Following seeding in the spring of 1995, pastures were mowed to a height of approximately 15 cm or to the height of the legume to reduce grass competition. Biomass was evenly removed from all pastures early in April 1996 by controlled burning. New growth was allowed to accumulate before stocking treatments were applied in 1996. Pastures were reseeded with the same seed mixture and at the same rate on 6 Mar. 1997.
Following initial seeding, each of the six pastures were divided into three strips across the landscape positions, and one of three stocking treatments were applied within each strip. Stocking treatments consisted of continuous stocking, intermittent rotational stocking, and a nongrazed control. Each stocking system treatment of a pasture included a summit, backslope, toeslope, opposite backslope, and opposite summit position (Fig. 1). This resulted in a total of three replications for each landscape, stocking, and slope aspect combination.

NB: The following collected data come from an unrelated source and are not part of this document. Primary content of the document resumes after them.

PR #721, opened 2016-05-26
PoC: [TIMOB-23439] Unified way to catch exception

infosia:
*PROOF OF CONCEPT*

[TIMOB-23439](https://jira.appcelerator.org/browse/TIMOB-23439)

Introduce new unified way to catch exception inspired by #715 

* `TITANIUM_EXCEPTION_CATCH_START` indicates you starts to catch the exception 
* `TITANIUM_EXCEPTION_CATCH_END` indicates you catches the exception and show "red screen of death". Used in TitaniumKit.
* `TITANIUMWINDOWS_EXCEPTION_CATCH_START` is Windows-specific version of `TITANIUM_EXCEPTION_CATCH_END`. It catches `Platform::COMException` and show "red screen of death" with exception detail. 

```c++
TITANIUM_EXCEPTION_CATCH_START {
    throw ref new Platform::COMException(0, "TEST EXCEPTION");
}  TITANIUMWINDOWS_EXCEPTION_CATCH_END
```

In asyc functions, you need to use `concurrency::task` along with `concurrency::task::get()` to catch exception, because `get()` gives a chances to catch exception like below.

```c++
concurrency::create_task(Geolocator::RequestAccessAsync()).then([this](concurrency::task<GeolocationAccessStatus> task) {
	TITANIUM_EXCEPTION_CATCH_START {
		const auto status = task.get(); // this could throw new exception
		//
		// do something useful with the status then...
		//
	}  TITANIUMWINDOWS_EXCEPTION_CATCH_END
});
```

For more details [Geolocation.cpp](https://github.com/infosia/titanium_mobile_windows/blob/41c13085c7c7fd3b8a4f988ccf6cb0d872736284/Source/Sensors/src/Geolocation.cpp) would be a good example to see how to migrate existing codes.

### DIFF
--- a/Source/TitaniumKit/include/Titanium/detail/TiImpl.hpp
+++ b/Source/TitaniumKit/include/Titanium/detail/TiImpl.hpp
@@ -435,4 +435,14 @@ TITANIUM_PROPERTY_SETTER(MODULE, NAME) { \
 	return false; \
 }
 
+#define TITANIUM_EXCEPTION_CATCH_START try
+#define TITANIUM_EXCEPTION_CATCH_END \
+catch (const HAL::detail::js_runtime_error& ex) { \
+    std::ostringstream os; \
+    os << "Runtime Error: " << ex.js_message(); \
+    Titanium::Module::ShowRedScreenOfDeath(get_context(), os.str()); \
+} catch (...) { \
+    Titanium::Module::ShowRedScreenOfDeath(get_context(), "Unknown Exception"); \
+}
+
 #endif  // _TITANIUM_DETAIL_TIIMPL_HPP_
--- a/Source/Sensors/src/Geolocation.cpp
+++ b/Source/Sensors/src/Geolocation.cpp
@@ -7,7 +7,7 @@
  */
 
 #include "TitaniumWindows/Geolocation.hpp"
-#include "Titanium/detail/TiImpl.hpp"
+#include "TitaniumWindows/WindowsTiImpl.hpp"
 
 #include <boost/algorithm/string.hpp>
 #include <ppltasks.h>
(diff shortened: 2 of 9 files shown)


infosia:
@sgtcoolguy Please review, this is mainly for PoC and need review before proceeding further.

Source/TitaniumKit/include/Titanium/detail/TiImpl.hpp
```diff
@@ -435,4 +435,14 @@ TITANIUM_PROPERTY_SETTER(MODULE, NAME) { \
 	return false; \
 }
 
+#define TITANIUM_EXCEPTION_CATCH_START try
+#define TITANIUM_EXCEPTION_CATCH_END \
+catch (const HAL::detail::js_runtime_error& ex) { \
```
sgtcoolguy: It feels like in every case we should attempt to log the exception via Ti.API.error, then do red screen of death if we can.

Source/TitaniumKit/include/Titanium/detail/TiImpl.hpp
```diff
@@ -435,4 +435,14 @@ TITANIUM_PROPERTY_SETTER(MODULE, NAME) { \
 	return false; \
 }
 
+#define TITANIUM_EXCEPTION_CATCH_START try
```
sgtcoolguy: So I get that we likely want a macro pair for exception handling, but I'm having a hard time thinking of a case where the start is ever going to be more than a ``try {``

sgtcoolguy:
This looks Ok, though it feels a little clunky syntax-wise.

We might want to consider allowing the user to specify some custom exception handling in some cases (primarily on Windows exceptions, I'd assume)? I mean we have the catch-all COMException, so I guess we could catch the more specific subclass and add custom handling for "expected" exceptions (like AccessDenied or file not existing type stuff).

Source/TitaniumKit/include/Titanium/detail/TiImpl.hpp
infosia: You mean you would prefer `try { } TITANIUMWINDOWS_EXCEPTION_CATCH_END` ?

```c++
try {
    throw ref new Platform::COMException(0, "TEST EXCEPTION");
}  TITANIUMWINDOWS_EXCEPTION_CATCH_END
```

Source/TitaniumKit/include/Titanium/detail/TiImpl.hpp
infosia: It looks like...we are already doing so.

https://github.com/appcelerator/titanium_mobile_windows/blob/master/Source/TitaniumKit/src/Application.cpp#L35

```javascript
function Titanium_RedScreenOfDeath(e) {
...
    try {
        Ti.API.error("Application Error: "+JSON.stringify(e, null, 2));
...
```

infosia:
So when we need specific exception handling, we could do like this:

```c++
TITANIUM_EXCEPTION_CATCH_START {
    throw ref new Platform::COMException(0, "TEST EXCEPTION");
} catch (SpecificException^ e) {
    // do something specific to this exception
}  TITANIUMWINDOWS_EXCEPTION_CATCH_END
```

Yeah, I agree this is not a beautiful code at all... @sgtcoolguy @garymathews  Do you have something better in your mind for this?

Stocking treatments were applied beginning in May 1996. Continuous stocking began in the middle of May each season and continued until early to mid-August. Rotational stocking took place in mid-May, early July, and late October or early November each season. High stocking densities were used to achieve an approximate 15-cm forage height within five to nine grazing days. Although stocking method was the main emphasis, average annual stocking rates for continuous and rotational stocking were similar (4.1 and 3.8 animal unit months, respectively). Nongrazed control had no animal inputs and remained idle throughout each growing season. Accumulated dead matter in the nongrazed control pastures was removed by rotary mowing and raking before the onset of the 1997 growing season, but pastures were not accessible because of snow cover and early spring precipitation before the onset of plant growth in 1998. Removal of standing dead matter was not possible without damaging fresh growth, so accumulated DM was allowed to remain during the 1998 growing season and then hand-separated at harvest.
Stocking system and landscape position combinations served as the experimental unit. One permanent 9- by 9-m plot for sampling was established within each stocking and landscape position combination in a pasture (Fig. 1). Destructive sampling took place in mid-May, late July, and early October each season from 1996 to 1998. Vegetative composition was determined by hand-clipping all vegetation within one 0.4-m2 square frame in the 9- by 9-m plot from all landscape and stocking combinations at each harvest. Samples were placed in cloth bags and refrigerated at 4°C until hand separated.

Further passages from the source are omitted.